• [Task to complete] Copy, from the entries below, each line where the word "double" can be found.

Exercise data: Begin

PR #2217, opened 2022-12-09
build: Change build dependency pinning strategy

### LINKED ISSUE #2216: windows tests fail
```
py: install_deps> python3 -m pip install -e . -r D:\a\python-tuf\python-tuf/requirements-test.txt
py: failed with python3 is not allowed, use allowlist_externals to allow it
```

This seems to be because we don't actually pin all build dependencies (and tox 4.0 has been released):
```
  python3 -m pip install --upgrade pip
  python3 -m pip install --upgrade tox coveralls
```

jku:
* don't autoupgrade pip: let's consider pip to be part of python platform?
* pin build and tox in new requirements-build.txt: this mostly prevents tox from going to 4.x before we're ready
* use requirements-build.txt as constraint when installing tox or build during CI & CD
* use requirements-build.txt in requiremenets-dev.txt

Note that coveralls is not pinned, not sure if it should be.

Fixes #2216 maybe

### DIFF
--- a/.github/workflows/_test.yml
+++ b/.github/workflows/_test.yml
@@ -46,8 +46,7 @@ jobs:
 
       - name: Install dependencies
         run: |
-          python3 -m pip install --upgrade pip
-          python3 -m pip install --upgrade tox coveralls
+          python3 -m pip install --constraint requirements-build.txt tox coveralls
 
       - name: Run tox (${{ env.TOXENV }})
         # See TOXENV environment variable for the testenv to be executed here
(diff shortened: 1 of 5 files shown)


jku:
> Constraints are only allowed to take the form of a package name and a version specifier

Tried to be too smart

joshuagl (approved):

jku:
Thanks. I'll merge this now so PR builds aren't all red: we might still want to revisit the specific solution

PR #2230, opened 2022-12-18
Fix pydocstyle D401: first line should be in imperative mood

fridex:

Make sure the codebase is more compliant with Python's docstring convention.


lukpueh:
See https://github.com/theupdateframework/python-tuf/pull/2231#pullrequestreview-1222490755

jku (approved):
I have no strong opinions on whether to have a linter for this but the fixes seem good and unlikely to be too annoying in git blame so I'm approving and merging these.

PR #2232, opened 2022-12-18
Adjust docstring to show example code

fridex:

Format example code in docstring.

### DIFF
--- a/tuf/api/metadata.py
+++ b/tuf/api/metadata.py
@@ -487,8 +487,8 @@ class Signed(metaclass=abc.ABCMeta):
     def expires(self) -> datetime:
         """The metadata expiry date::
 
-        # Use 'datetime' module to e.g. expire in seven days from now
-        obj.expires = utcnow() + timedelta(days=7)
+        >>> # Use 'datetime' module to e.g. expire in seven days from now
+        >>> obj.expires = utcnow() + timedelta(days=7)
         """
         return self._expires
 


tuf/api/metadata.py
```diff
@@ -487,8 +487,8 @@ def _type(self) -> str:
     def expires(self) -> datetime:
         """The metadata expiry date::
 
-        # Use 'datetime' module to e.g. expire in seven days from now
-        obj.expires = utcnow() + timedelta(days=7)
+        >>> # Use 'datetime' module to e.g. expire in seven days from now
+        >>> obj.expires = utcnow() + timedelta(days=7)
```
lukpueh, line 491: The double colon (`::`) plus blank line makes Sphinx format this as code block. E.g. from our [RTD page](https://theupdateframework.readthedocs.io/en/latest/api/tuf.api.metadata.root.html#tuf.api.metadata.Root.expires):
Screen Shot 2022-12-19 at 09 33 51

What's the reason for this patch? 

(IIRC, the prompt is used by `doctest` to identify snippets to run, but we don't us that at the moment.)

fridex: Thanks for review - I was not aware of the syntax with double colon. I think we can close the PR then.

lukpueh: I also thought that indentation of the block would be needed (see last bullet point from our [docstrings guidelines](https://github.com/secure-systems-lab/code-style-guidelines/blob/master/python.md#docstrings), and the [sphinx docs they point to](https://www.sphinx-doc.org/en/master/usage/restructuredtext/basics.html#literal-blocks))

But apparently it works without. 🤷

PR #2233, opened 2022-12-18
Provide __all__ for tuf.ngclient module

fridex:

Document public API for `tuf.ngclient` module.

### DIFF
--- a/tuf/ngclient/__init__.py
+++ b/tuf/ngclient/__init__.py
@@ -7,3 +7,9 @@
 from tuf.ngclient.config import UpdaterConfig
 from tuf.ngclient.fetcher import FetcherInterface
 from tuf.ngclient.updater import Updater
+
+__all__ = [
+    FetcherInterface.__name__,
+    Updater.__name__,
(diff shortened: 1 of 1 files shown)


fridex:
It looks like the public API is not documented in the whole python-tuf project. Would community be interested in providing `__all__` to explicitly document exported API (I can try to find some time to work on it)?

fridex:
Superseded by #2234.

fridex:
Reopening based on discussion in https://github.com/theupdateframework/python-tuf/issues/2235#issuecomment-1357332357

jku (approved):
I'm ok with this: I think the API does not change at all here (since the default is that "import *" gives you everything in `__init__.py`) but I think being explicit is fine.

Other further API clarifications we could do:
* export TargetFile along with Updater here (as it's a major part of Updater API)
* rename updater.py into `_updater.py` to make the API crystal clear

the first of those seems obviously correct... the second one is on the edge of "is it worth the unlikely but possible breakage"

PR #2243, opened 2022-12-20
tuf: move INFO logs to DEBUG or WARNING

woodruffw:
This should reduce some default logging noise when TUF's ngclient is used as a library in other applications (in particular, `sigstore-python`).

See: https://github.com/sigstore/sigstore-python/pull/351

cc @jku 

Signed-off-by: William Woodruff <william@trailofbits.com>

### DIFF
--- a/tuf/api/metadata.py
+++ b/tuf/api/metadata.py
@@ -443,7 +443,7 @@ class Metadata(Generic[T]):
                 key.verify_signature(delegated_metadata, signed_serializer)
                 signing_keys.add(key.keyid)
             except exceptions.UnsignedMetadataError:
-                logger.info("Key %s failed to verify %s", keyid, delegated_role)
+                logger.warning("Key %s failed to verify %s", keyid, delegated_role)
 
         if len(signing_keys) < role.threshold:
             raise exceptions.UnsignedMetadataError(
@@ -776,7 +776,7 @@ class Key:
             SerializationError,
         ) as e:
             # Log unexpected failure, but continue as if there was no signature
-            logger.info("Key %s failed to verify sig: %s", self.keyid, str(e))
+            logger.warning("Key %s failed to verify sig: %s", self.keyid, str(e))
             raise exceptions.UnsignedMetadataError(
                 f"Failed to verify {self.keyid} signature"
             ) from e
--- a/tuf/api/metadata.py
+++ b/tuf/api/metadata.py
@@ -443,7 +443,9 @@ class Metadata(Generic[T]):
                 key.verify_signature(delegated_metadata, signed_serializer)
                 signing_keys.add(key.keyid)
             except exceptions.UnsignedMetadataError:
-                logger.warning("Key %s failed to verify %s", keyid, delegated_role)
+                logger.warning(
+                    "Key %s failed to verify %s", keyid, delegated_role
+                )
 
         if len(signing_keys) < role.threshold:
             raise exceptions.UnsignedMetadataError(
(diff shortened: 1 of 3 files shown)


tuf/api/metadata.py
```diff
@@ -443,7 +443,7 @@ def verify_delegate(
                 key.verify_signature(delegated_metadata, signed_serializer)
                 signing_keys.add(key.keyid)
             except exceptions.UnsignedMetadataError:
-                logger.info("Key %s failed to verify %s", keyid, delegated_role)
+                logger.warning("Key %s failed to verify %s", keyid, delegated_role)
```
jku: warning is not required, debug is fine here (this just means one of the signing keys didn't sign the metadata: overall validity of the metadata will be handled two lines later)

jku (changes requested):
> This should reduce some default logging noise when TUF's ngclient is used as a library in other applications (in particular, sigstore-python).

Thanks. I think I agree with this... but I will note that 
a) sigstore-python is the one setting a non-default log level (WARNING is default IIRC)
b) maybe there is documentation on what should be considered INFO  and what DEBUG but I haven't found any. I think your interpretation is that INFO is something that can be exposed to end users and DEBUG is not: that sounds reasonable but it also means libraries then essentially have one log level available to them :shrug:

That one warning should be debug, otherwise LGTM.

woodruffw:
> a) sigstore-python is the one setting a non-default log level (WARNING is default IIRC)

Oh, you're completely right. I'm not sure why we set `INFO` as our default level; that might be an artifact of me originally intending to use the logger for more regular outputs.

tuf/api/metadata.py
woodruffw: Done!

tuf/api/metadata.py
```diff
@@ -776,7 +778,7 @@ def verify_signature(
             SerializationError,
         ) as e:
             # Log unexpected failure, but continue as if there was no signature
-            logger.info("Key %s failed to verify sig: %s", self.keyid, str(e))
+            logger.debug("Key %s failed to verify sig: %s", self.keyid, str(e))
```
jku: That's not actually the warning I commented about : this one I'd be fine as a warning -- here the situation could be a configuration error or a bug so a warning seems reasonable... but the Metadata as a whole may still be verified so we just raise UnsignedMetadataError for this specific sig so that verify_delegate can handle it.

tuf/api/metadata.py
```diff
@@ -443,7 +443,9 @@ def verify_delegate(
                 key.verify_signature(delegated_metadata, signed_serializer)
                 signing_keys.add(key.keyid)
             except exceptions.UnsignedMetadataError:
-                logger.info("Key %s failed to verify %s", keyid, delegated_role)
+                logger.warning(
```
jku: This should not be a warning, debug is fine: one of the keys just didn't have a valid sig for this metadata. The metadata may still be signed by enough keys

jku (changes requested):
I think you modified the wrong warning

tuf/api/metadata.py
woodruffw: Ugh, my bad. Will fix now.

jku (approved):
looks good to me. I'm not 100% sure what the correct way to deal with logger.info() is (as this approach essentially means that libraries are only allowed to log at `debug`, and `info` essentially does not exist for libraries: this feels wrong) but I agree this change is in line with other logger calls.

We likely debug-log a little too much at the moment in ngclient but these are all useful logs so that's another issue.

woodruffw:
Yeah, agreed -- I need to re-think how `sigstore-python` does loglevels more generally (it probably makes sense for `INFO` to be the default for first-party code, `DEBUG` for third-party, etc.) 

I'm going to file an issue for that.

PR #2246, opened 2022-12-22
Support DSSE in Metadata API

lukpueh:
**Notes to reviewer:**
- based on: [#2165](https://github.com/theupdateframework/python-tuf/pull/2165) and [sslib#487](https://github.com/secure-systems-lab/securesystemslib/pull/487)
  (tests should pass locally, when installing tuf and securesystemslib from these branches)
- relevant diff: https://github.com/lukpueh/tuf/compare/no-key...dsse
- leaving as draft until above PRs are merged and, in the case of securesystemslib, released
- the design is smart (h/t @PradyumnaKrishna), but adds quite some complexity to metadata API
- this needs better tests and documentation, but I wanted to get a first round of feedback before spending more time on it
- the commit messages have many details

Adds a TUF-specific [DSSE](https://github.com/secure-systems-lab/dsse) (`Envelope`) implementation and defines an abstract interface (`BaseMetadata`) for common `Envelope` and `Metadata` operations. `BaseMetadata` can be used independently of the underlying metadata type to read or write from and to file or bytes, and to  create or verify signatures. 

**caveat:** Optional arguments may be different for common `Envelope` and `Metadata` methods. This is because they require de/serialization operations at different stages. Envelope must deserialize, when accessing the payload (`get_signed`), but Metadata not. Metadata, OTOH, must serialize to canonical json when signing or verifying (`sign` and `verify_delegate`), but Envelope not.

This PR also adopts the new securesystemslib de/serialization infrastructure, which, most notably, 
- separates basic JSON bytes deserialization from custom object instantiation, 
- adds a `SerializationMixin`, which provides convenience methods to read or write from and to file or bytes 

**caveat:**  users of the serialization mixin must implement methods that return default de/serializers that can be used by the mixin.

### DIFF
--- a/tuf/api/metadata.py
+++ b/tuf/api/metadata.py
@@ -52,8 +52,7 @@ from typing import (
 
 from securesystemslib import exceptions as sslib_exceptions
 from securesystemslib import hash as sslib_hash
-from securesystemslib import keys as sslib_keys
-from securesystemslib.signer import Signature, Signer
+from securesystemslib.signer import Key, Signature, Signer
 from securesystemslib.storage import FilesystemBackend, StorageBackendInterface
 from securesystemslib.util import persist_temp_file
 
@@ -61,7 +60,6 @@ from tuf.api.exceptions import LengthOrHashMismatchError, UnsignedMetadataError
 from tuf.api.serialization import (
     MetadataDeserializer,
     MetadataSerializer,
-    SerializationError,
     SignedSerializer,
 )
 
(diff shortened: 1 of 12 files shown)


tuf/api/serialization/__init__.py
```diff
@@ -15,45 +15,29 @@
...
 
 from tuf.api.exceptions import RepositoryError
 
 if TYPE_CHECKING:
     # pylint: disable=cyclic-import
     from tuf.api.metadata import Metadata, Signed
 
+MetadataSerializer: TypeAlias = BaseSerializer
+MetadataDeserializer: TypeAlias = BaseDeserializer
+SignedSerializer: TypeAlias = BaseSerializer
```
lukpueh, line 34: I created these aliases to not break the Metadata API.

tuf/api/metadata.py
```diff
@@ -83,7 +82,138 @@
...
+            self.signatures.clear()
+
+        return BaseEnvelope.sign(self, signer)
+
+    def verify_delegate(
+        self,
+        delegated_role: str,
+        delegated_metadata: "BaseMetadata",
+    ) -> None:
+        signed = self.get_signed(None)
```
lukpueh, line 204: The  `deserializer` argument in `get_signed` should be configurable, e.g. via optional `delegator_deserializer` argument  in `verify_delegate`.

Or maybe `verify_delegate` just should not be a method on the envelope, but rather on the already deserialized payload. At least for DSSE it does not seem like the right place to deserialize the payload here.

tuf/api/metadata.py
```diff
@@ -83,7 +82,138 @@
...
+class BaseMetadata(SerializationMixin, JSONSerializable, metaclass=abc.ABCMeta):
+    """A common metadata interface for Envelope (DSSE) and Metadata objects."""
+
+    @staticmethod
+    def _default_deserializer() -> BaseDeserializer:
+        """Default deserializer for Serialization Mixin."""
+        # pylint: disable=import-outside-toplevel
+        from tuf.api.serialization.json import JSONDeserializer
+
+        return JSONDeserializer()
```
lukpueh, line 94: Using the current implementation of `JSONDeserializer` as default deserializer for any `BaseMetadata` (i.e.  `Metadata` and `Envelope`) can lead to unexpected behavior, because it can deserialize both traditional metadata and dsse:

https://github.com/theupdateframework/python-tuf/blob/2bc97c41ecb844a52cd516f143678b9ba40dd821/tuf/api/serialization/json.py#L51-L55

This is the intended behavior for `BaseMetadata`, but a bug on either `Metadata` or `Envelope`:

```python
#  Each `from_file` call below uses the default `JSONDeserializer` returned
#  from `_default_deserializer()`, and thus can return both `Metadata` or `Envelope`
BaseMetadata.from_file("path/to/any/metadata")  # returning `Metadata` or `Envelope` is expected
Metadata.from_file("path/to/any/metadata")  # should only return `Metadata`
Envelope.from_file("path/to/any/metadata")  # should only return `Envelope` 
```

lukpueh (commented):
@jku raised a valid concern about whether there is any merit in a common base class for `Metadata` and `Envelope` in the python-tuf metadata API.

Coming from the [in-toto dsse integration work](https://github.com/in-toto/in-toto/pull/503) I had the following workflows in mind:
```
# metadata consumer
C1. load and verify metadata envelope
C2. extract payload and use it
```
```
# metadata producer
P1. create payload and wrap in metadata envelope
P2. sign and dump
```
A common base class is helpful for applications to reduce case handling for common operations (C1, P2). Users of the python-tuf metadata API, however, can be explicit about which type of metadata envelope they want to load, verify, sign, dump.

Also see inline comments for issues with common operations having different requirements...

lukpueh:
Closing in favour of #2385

Exercise data: End

• [Written solution]
lukpueh, line 491: The double colon (`::`) plus blank line makes Sphinx format this as code block. E.g. from our [RTD page](https://theupdateframework.readthedocs.io/en/latest/api/tuf.api.metadata.root.html#tuf.api.metadata.Root.expires):
fridex: Thanks for review - I was not aware of the syntax with double colon. I think we can close the PR then.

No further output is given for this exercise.